In truth, the leaders have simply ignored their responsibility and their capability and are abetted by their enablers, the media. Here's a bit by Dean Baker on his Beat the Press blog pointing this out:
The Post Wrongly Tells Readers That Central Banks Can't Do More to Boost GrowthI'm reading Sylvia Nasar's Grand Pursuit and it really, really sad to realize that this same flailing about and impotence in the face of a crying need for action marked the 1930s as it does today. It simply means that tens of millions suffer because the "leaders" can't lead. Instead the leaders are fearful of "little voices" in their heads whispering about dreaded inflation or the need to appease some hidden actor requiring "confidence". Even in the 1930s there were a number of leading economists, Keynes being the preeminent example, who properly diagnosed the situation and gave political and monetary authorities the needed guidance. But then, as now, these "leaders" simply ignored the advice and played their hand as if the economy were a morality play requiring "excesses" to be punished by many, many years of suffering by the innocent, the unemployed workers with absolutely no responsibility for the crash.

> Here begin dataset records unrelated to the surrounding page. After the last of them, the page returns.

PR #3693, opened 2026-07-06
feat(approval): CFG-1 card-config resolvers — env-first, stored-encrypted fallback (one-tap config lock)

zensgit:
Implements **CFG-1** of the card-config settings design-lock `docs/development/approval-card-config-settings-ui-design-lock-20260706.md` (#3690, **PROPOSED**) — merging this PR = ratifying the lock's direction for the resolver layer.

## What
- **New `integrations/dingtalk/approval-card-config.ts`**: `resolveApprovalCardLinkSecret()` + `resolveApprovalCardPublicAppUrl()` — **env FIRST** (operator override unchanged), then stored `directory_integrations.config` fallback (`approvalCardLinkSecret` decrypted via `security/encrypted-secrets` — same path as appSecret/workNotificationAgentId; `approvalCardPublicAppUrl` plaintext), else **fail-closed empty**. Store/decrypt failures resolve empty — never a fallback secret.
- **Two read-point switches** (the only as-built `process.env.APPROVAL_CARD_LINK_SECRET` readers):
  - `automation-executor.ts` `executeSendDingTalkApprovalCard` — sign side
  - `ApprovalCardDeliveryAction.ts` `verifyApprovalCardLinkToken` — verify side, now async with `deps.query` passthrough
  - **Same-source invariant**: both resolve env-first-else-the-same-stored-row → a token signed on send always verifies on decision.
- **Behavior with env set is byte-identical** (env short-circuits before any query) — the ratified #3594 chain is untouched; this only adds the stored fallback CFG-2/CFG-3 will write into.

## Verification
- Unit 9/9 (`tests/unit/dingtalk-approval-card-config.test.ts`): env priority skips store · stored decrypt · missing row/key + query failure + undecryptable value all fail-closed · **empty-key forgery rejected** · sign/verify same-source round-trip · URL env order/trailing-slash/stored fallback.
- Real-DB (fresh `ms2_cfg1_verify` DB, migrations from zero): one-tap set **18/18** — A-2b action 5/5 + A-4 wrapper 8/8 (incl. **new** stored-secret fallback round-trip: env unset → wrapper verifies stored-signed token, rejects env-signed token; fixture removed in finally per shared-DB discipline) + task_created trigger 5/5.
- `tsc --noEmit` clean. No new CI wiring needed: unit file rides the default config; the wrapper file is already in plugin-tests.yml.

## Out of scope (lock checklist)
- CFG-2 generate endpoint (admin-gated, `{configured:true}` never echoes the value)
- CFG-3 DirectoryManagementView UI (generate button + chip + regenerate confirm + URL field)

### DIFF
--- a/packages/core-backend/src/integrations/dingtalk/approval-card-config.ts
+++ b/packages/core-backend/src/integrations/dingtalk/approval-card-config.ts
@@ -1,0 +1,93 @@
+/**
+ * CFG-1 (card-config settings lock, §3.1): runtime resolvers for the one-tap approval-card
+ * configuration — the deep-link HMAC signing secret and the public app URL the links point at.
+ *
+ * Resolution order (mirrors readDingTalkMessageConfigFromRuntime): env FIRST, stored
+ * directory_integrations.config fallback second. The stored secret is written through
+ * security/encrypted-secrets (same path as appSecret / workNotificationAgentId) and is only
+ * ever decrypted here, server-side.
+ *
+ * Invariants:
+ * - SAME-SOURCE: the card sender (sign) and the card-delivery wrapper (verify) must both call
+ *   these resolvers so a token signed on send always verifies on decision — guaranteed by
+ *   "env first, else the one stored dingtalk integration".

In an article about the IMF reversing its pro-austerity stance, the Post told readers:
"Central banks, which have already reduced interest rates to extremely low levels, have little remaining ability to boost economic activity."
This is not true. Central banks could explicitly target higher rates of inflation. This would lower real interest rates and reduce debt burdens. This policy has been advocated by many prominent economists, including Paul Krugman, Ken Rogoff, the former chief economist of the IMF, and Ben Bernanke when he was still a professor at Princeton.